PR #1403, opened 2024-11-18
Avoid further trycatch and throw when exceptions are disabled

ahayzen-kdab:
For WASM targets the `cc` crate changed to always set `-fno-exceptions`,
before only `-fignore-exceptions` was being set elsewhere, so now programs
fail to build when using `cxx` if any `throw` or `try ... catch` are used.

> error: cannot use 'try' with exceptions disabled

Instead for trycatch just call `func()`, if the inner code has thrown it will instead abort.

> error: cannot use 'throw' with exceptions disabled

Instead of throwing just print the error and abort, any previous code that was trying to catch can't exist anyway.

Any suggestions on better routes are welcome :-)

### DIFF
--- a/book/src/binding/result.md
+++ b/book/src/binding/result.md
@@ -137,10 +137,16 @@ you'd like for the Rust error to have.
 ...namespace behavior {
 ...
 template <typename Try, typename Fail>
-static void trycatch(Try &&func, Fail &&fail) noexcept try {
+static void trycatch(Try &&func, Fail &&fail) noexcept {
+#if defined(RUST_CXX_NO_EXCEPTIONS)
   func();
-} catch (const std::exception &e) {
-  fail(e.what());
+#else
+  try {
+    func();
+  } catch (const std::exception &e) {
+    fail(e.what());
+  }
+#endif
 }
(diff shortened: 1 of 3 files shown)


ahayzen-kdab:
A further problem is that CXX itself fails in it's build script to build the crate unless RUST_CXX_NO_EXCEPTIONS is set, this only works if i set `CXXFLAGS="-DRUST_CXX_NO_EXCEPTIONS` as an env var, but maybe the build script could detect the arch in the same way as `cc` and set the define itself :thinking:

ahayzen-kdab:
Also found an alternate route through this downstream by ensuring we don't use/generate anything such as Result that would generate exception code when building for WASM.

So this pull request becomes more a question of, when `RUST_CXX_NO_EXCEPTIONS` is enabled should `trycatch` and any uses of `Result` have exception code in them which fails to build (therefore hinting to the developer that that code needs changing) or should they use alternate abort routes (therefore building and potentially silently working until they abort) ?

Which makes me wonder that these changes are not relevant. therefore i'll mark as draft and wait for feedback.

• EXERCISE BRIEF:
The records above must be written out again exactly.

• ANSWER SPACE:
PR #1403, opened 2024-11-18
Avoid further trycatch and throw when exceptions are disabled

ahayzen-kdab:
For WASM targets the `cc` crate changed to always set `-fno-exceptions`,
before only `-fignore-exceptions` was being set elsewhere, so now programs
fail to build when using `cxx` if any `throw` or `try ... catch` are used.

> error: cannot use 'try' with exceptions disabled

Instead for trycatch just call `func()`, if the inner code has thrown it will instead abort.

> error: cannot use 'throw' with exceptions disabled

Instead of throwing just print the error and abort, any previous code that was trying to catch can't exist anyway.

Any suggestions on better routes are welcome :-)

### DIFF
--- a/book/src/binding/result.md
+++ b/book/src/binding/result.md
@@ -137,10 +137,16 @@ you'd like for the Rust error to have.
 ...namespace behavior {
 ...
 template <typename Try, typename Fail>
-static void trycatch(Try &&func, Fail &&fail) noexcept try {
+static void trycatch(Try &&func, Fail &&fail) noexcept {
+#if defined(RUST_CXX_NO_EXCEPTIONS)
   func();
-} catch (const std::exception &e) {
-  fail(e.what());
+#else
+  try {
+    func();
+  } catch (const std::exception &e) {
+    fail(e.what());
+  }
+#endif
 }
(diff shortened: 1 of 3 files shown)


ahayzen-kdab:
A further problem is that CXX itself fails in it's build script to build the crate unless RUST_CXX_NO_EXCEPTIONS is set, this only works if i set `CXXFLAGS="-DRUST_CXX_NO_EXCEPTIONS` as an env var, but maybe the build script could detect the arch in the same way as `cc` and set the define itself :thinking:

ahayzen-kdab:
Also found an alternate route through this downstream by ensuring we don't use/generate anything such as Result that would generate exception code when building for WASM.

So this pull request becomes more a question of, when `RUST_CXX_NO_EXCEPTIONS` is enabled should `trycatch` and any uses of `Result` have exception code in them which fails to build (therefore hinting to the developer that that code needs changing) or should they use alternate abort routes (therefore building and potentially silently working until they abort) ?

Which makes me wonder that these changes are not relevant. therefore i'll mark as draft and wait for feedback.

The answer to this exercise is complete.